Wien – Einer WHO-Studie zufolge waren 2002 rund 60 Prozent der Elfjährigen in Österreich überzeugt, "ungefähr das richtige Gewicht" auf die Waage zu bringen. 2010 sank die Zahl auf 52 Prozent. Familienministerin Sophie Karmasin (VP) präsentierte bei einer Pressekonferenz am Donnerstag in Wien ihre Strategie im Kampf gegen die "Pro-Ana/Pro-Mia"-Bewegung. Sie setzt vor allem auf Prävention.

7.500 Österreicher unter 20 leiden derzeit an Bulimie oder Anorexie. Bis zu 97 Prozent sind weiblich – und viele sehr jung. Nicht einmal die Hälfte der Unter-16-Jährigen ist hierzulande mit ihrem Gewicht zufrieden: Im Vorjahr stimmten knapp die Hälfte der 13- und 15-Jährigen der Frage zu (42 bzw. 42,5 Prozent). Karmasin hält den "Kult um Essstörungen" für extrem gefährlich. "Ana und Mia sind keine Freundinnen, sie sind eine Krankheit."

Eltern sensibilisieren

"Pro-Ana/Pro-Mia" propagiert und glorifiziert die Essstörungen Bulimie oder Anorexia als erstrebenswerten Lebensstil. Ein wichtiger Schritt sei, Eltern für diesen "Trend" zu sensibilisieren und ein gesundes Körper- und Selbstbewusstsein zu entwickeln. "Frauen definieren sich immer noch über ihren Körper, gab die Ministerin zu bedenken.

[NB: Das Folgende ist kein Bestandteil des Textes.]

PR #2666, opened 2024-12-01
Parallelize loading of benchmark data

dey4ss:
Small PR that adds a job for each benchmark table that is loaded from a file (either cached binary or CSV file for file-based benchmarks). There should not be differences for the latter case (heavy parts of CSV parsing are already parallel).

However, parsing the binaries in single-threaded, so doing this in parallel for multiple tables is advantageous for benchmarks where not only a single table dominates the loading time. Thus, the loading times decrease significantly for TPC-DS, JOB, and TPC-C.

Though loading from binaries is by far not the slowest part of benchmark preparation, it might still be noticeable for larger SFs.

### DIFF
--- a/src/benchmarklib/abstract_table_generator.cpp
+++ b/src/benchmarklib/abstract_table_generator.cpp
@@ -456,20 +456,30 @@ bool AbstractTableGenerator::_all_chunks_sorted_by(const std::shared_ptr<Table>&
 std::unordered_map<std::string, BenchmarkTableInfo> AbstractTableGenerator::_load_binary_tables_from_path(
     const std::string& cache_directory) {
   auto table_info_by_name = std::unordered_map<std::string, BenchmarkTableInfo>{};
+  const auto table_files = list_directory(cache_directory);
+  auto jobs = std::vector<std::shared_ptr<AbstractTask>>{};
+  jobs.reserve(table_files.size());
 
-  for (const auto& table_file : list_directory(cache_directory)) {
+  for (const auto& table_file : table_files) {
     const auto table_name = table_file.stem();
-    std::cout << "-  Loading table '" << table_name.string() << "' from cached binary " << table_file.relative_path();
+    table_info_by_name[table_name] = BenchmarkTableInfo{};
 
-    auto timer = Timer{};
-    auto table_info = BenchmarkTableInfo{};
-    table_info.table = BinaryParser::parse(table_file);
-    table_info.loaded_from_binary = true;
-    table_info.binary_file_path = table_file;
-    table_info_by_name[table_name] = table_info;
+    jobs.emplace_back(std::make_shared<JobTask>([table_name, table_file, &table_info_by_name]() {
+      auto message = std::stringstream{};
+      message << "-  Loaded table '" << table_name.string() << "' from cached binary " << table_file.relative_path();
 
-    std::cout << " (" << timer.lap_formatted() << ")\n";
+      auto timer = Timer{};
+      auto& table_info = table_info_by_name[table_name];
+      table_info.table = BinaryParser::parse(table_file);
+      table_info.loaded_from_binary = true;
+      table_info.binary_file_path = table_file;
+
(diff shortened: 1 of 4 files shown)


Bouncner:
Do you have runtime numbers?

src/benchmarklib/abstract_table_generator.cpp
```diff
@@ -456,21 +456,31 @@ bool AbstractTableGenerator::_all_chunks_sorted_by(const std::shared_ptr<Table>&
...
-    table_info.loaded_from_binary = true;
-    table_info.binary_file_path = table_file;
-    table_info_by_name[table_name] = table_info;
+    jobs.emplace_back(std::make_shared<JobTask>([table_name, table_file, &table_info_by_name]() {
+      auto message = std::stringstream{};
+      message << "-  Loaded table '" << table_name.string() << "' from cached binary " << table_file.relative_path();
 
-    std::cout << " (" << timer.lap_formatted() << ")\n";
+      auto timer = Timer{};
+      auto& table_info = table_info_by_name[table_name];
```
Bouncner, line 472: This can race, right?

Let's say line 465 causes an resizing and you are writing here to the reference which you got just immediately before the resize.

src/benchmarklib/abstract_table_generator.cpp
```diff
@@ -456,21 +456,31 @@ bool AbstractTableGenerator::_all_chunks_sorted_by(const std::shared_ptr<Table>&
...
+      table_info.table = BinaryParser::parse(table_file);
+      table_info.loaded_from_binary = true;
+      table_info.binary_file_path = table_file;
+
+      message << " (" << timer.lap_formatted() << ")\n";
+      std::cout << message.str();
```
Bouncner, line 478: Can we flush the lines? I just checked SF 100 for the other data loading PR and often (if not all the time) all import message are coming altogether. Especially for large SFs, it would be helpful to get them immediately.

src/benchmarklib/abstract_table_generator.cpp
Bouncner: Maybe creating `table_info_by_name` later with the known number of tables might be sufficient?

src/benchmarklib/file_based_table_generator.cpp
```diff
@@ -82,33 +87,40 @@ std::unordered_map<std::string, BenchmarkTableInfo> FileBasedTableGenerator::gen
...
+          table_info.table = CsvParser::parse(*table_info.text_file_path, _benchmark_config->chunk_size);
+        } else {
+          Fail("Unknown textual file format. This should have been caught earlier.");
+        }
       }
-    }
 
-    std::cout << " (" << table_info.table->row_count() << " rows; " << timer.lap_formatted() << ")\n";
+      message << " (" << table_info.table->row_count() << " rows; " << timer.lap_formatted() << ")\n";
+      std::cout << message.str();
```
Bouncner, line 119: Flush?

And if you agree, maybe the same for encoding and storage-manager-adding? (have not checked if necessary)

PS: I think clang-tidy still prefers `'\n' << std::flush;` over `std::endl` (somehow stupid, but I somehow agree). What's your take on this?

src/benchmarklib/abstract_table_generator.cpp
dey4ss: Oh, true 😅 
I now create the map first out of the listed file paths and then iterate over the map.

dey4ss:
> Do you have runtime numbers?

Kennzeichnungspflicht für retouchierte Bilder

Verbote gewisser Formate, die ein gefährliches Schönheitsbild vermitteln, und Kennzeichnungspflichten bei retouchierten Bildern schließt Karmasin als ergänzende Maßnahmen nicht aus. In gezielten Seminaren und Workshops soll Medienkompetenz vermittelt werden. Eltern sollen zusätzlich darin geschult werden, Warnsignale schneller und besser zu deuten. Eine Anlaufstelle soll Angehörigen den Druck und die Hintergründe und Machtverhältnisse in Foren, Social Media und Whatsapp-Gruppen verständlich machen.

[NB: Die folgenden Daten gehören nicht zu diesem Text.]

Issue #2667, opened 2024-12-05
`hyriseBenchmarkJoinOrder` creates nested folder structure


tjeyy:
The folder name `imdb_data` is passed to the `setup_imdb.py` script of the Join-Order-Benchmark to define the extraction location for the downloaded `imdb_data.zip`. However, since the `.zip` file itself contains an `imdb_data` folder, the extracted data ends up in `project_root/imdb_data/imdb_data/`.  

This creates an unnecessary nested folder structure, which causes several problems:  
1. **Redundant Pathing**: The paths written to `table_info.text_file_path` by the `FileBasedTableGenerator` include the extra directory level.  
2. **Cache Misalignment**: The `AbstractTableGenerator`, which relies on these paths, cannot locate the cached table binaries during subsequent benchmark runs. As a result, the dataset is redownloaded and regenerated unnecessarily.

PR #2668, opened 2024-12-05
Exchange `imdb_data.zip` and change its host

tjeyy:
Fixes the problem described in #2667.
Alternatively, the `imdb_data` folder could be removed from the zip-file.
What are your opinions on this?

### DIFF
--- a/scripts/setup_imdb.py
+++ b/scripts/setup_imdb.py
@@ -6,6 +6,7 @@
 
 import hashlib
 import os
+import shutil
 import sys
 import urllib.request
 import zipfile
@@ -16,9 +17,14 @@ def clean_up(including_table_dir=False):
         os.remove(FILE_NAME)
 
     if including_table_dir and os.path.exists(table_dir):
-        for file in os.listdir(table_dir):
-            os.remove("./%s/%s" % (table_dir, file))
-        os.rmdir(table_dir)
+        try:
+            shutil.rmtree(table_dir)
+        except PermissionError as e:
+            print(f"PermissionError: Unable to remove {table_dir}. Please check file permissions.")
+            raise
+        except Exception as e:
+            print(f"An error occurred while cleaning up {table_dir}: {e}")
+            raise
 
 
 def is_setup():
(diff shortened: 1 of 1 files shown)


scripts/setup_imdb.py
```diff
@@ -115,7 +113,7 @@ def is_setup():
 
 hash_dl = hash_md5.hexdigest()
 
-if hash_dl != "24bb992f97dad7b83fd4009e312ddd40":
+if hash_dl != "7c2e84c64126897267d1cf745d47bc9b":
     print("  Aborting. MD5 checksum mismatch. Cleaning up.")
     clean_up()
     sys.exit(2)
```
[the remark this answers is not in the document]
dey4ss: True, we could call `is_setup()` after extracting to ensure that.

scripts/setup_imdb.py
```diff
@@ -132,6 +136,11 @@ def is_setup():
     clean_up(including_table_dir=True)
     sys.exit(3)
 
+if not is_setup():
+    print("  Aborting. Unzipping did not result in a correct imdb_files-setup. Cleaning up.")
+    clean_up(including_table_dir=True)
+    sys.exit(3)
```
dey4ss, line 142:
```suggestion
    sys.exit(4)
```

scripts/setup_imdb.py
```diff
@@ -16,9 +17,14 @@ def clean_up(including_table_dir=False):
...
-            os.remove("./%s/%s" % (table_dir, file))
-        os.rmdir(table_dir)
+        try:
+            shutil.rmtree(table_dir)
+        except PermissionError as e:
+            print(f"PermissionError: Unable to remove {table_dir}. Please check file permissions.")
+            raise
+        except Exception as e:
+            print(f"An error occurred while cleaning up {table_dir}: {e}")
+            raise
```
dey4ss, line 27: While I like condensing the deletion of the directory into a single call, I am not sure about the value added by catching. I think the errors are telling enough (esp. `PermissionError`). In the other places, we only catch to cleanup (so hopefully re-trying downloads the data again and that already helps), but IMO we can simply crash if the cleanup itself does not work.

dey4ss (commented):
Just two small things

scripts/setup_imdb.py
tjeyy: Agreed.

Bouncner:
Premature zündung.

tjeyy:
Auto-Merge :/
I'll put the suggested change in my next PR ;)

PR #443, opened 2017-08-25
Wikis

pouladpld:
There are some guidelines for contributes. Think of this as a draft and we will keep editing them.


pouladpld:
@Olfi01 No. CONTRIBUTING file should be in the root of repo. That's how gh works ([see this](https://opensource.guide/starting-a-project/#writing-your-contributing-guidelines)).

I don't like to put information on gh wikis because that's technically another git repo and usually goes out of sync with the project. That's why I think it's better to have `/docs/wiki` directory in repos to make finding wiki changes related to each code change easier.

PR #458, opened 2017-09-08
Request enhancement

Olfi01:
This update enables users of webhooks to answer requests with other requests and changes the behaviour of TelegramBotClient to avoid double code, as discussed with @pouladpld

### DIFF
--- a/src/Telegram.Bot/TelegramBotClient.cs
+++ b/src/Telegram.Bot/TelegramBotClient.cs
@@ -21,6 +21,7 @@ using Telegram.Bot.Types.Payments;
 using Telegram.Bot.Types.ReplyMarkups;
 
 using File = Telegram.Bot.Types.File;
+using Telegram.Bot.Types.Requests;
 
 namespace Telegram.Bot
 {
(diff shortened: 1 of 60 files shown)


MrRoundRobin:
Hi, i like the idea! 

I tought about the webrequest problem long time. I always imagined simeting like this:

```csharp

TelegramBot.SendMessage().Invoke(); // To send request
TelegramBot.AnswerInlineQuery().Invoke();
// vs.
TelegramBot.SendMessage().GetStream() // to get response stream
TelegramBot.AnswerInlineQuery();
```

with that we can easily extend with global options like

```csharp
TelegramBot.SendMessage().ReplyMarkup().Invoke()
TelegramBot.SendMessage().ForceReply().Invoke()
``` 

you get the Idea?

i think this is much more easy to extend even outside of the library it self and you dont need that much classes.

sorry for the late reply

pouladpld:
@Olfi01 Ty for this work but using dictionary doesn't offer much reusability. The work with requests of `IRequest<TResult> where TResult : IResponse` has already began and using `RequestBase`  allows us to reuse many similar params across requests.

I don't believe we go with this approach any more.

PR #488, opened 2017-10-16
Implement Bot API v3.4

Tuscen:


src/Telegram.Bot/Types/Chat.cs
```diff
@@ -74,5 +74,17 @@ public class Chat
         /// </summary>
         [JsonProperty(PropertyName = "pinned_message", Required = Required.Default)]
         public Message PinnedMessage { get; set; }
+
+        /// <summary>
+        /// Optional. For supergroups, name of group sticker set. Returned only in getChat.
+        /// </summary>
+        [JsonProperty(PropertyName = "sticker_set_name", Required = Required.Default)]
```
pouladpld: use naming strategy instead.

```c#
[JsonProperty(NamingStrategyType = typeof(SnakeCaseNamingStrategy))]
```

PR #536, opened 2017-12-03
Fix issue with chat member admin tests

Tuscen:
Some of chat member administration tests fail when a regular user has `_` (underscore) in his/her username because underscore is a valid markdown token. Test notification can’t be sent because it has `ParseMode` set as `Markdown` and Telegram can’t find closing underscore and return parsing error that becomes an unexpected `ApiResponseException`.


pouladpld:
We should have just escaped the underscore.

```c#
name.Replace("_", @"\_")
```

PR #552, opened 2017-12-11
Run tests with dotnet-xunit

karb0f0s:
Run tests with dotnet xunit allows to stop tests run after test fail


karb0f0s:
There is a few caveats with dotnet xunit:
1) You have to reference <DotNetCliToolReference Include="dotnet-xunit" Version="2.3.1" /> in .csproj
2) dotnet xunit works only in the current project context - you have to switch working dir (cd test/...)
3) dotnet xunit does not work until you specify <RuntimeFrameworkVersion>2.0.0</RuntimeFrameworkVersion> (details here: [The specified framework 'Microsoft.NETCore.App', version '2.0' was not found](https://github.com/dotnet/cli/issues/7901) )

Die neue Workshopreihe body.talks thematisiert ab dem kommenden Jahr ganz konkret diese Themen. Das omnipräsente Smartphone kann zu einem Risikofaktor werden, erläuterte Medienforscher Jochen Tschunko. Denn online finden Gleichgesinnte sowohl öffentlich als auch in geschlossenen Gruppen zueinander. Im Netz findet man regelrechte "Abnehmwettbewerbe", nicht selten befeuert von ominösen Teilnehmern mit falschen Identitäten. Das Internet ermögliche es der "Pro-Ana/Pro-Mia"-Bewegung nicht nur, sich gegenseitig in der "sektenartigen Glorifizierung von pathologischem Essverhalten zu bestärken", Druck und allgegenwärtige gegenseitige Überwachung in teils geschlossenen Gemeinschaften verstärken das Phänomen. (APA, 12.11.2015)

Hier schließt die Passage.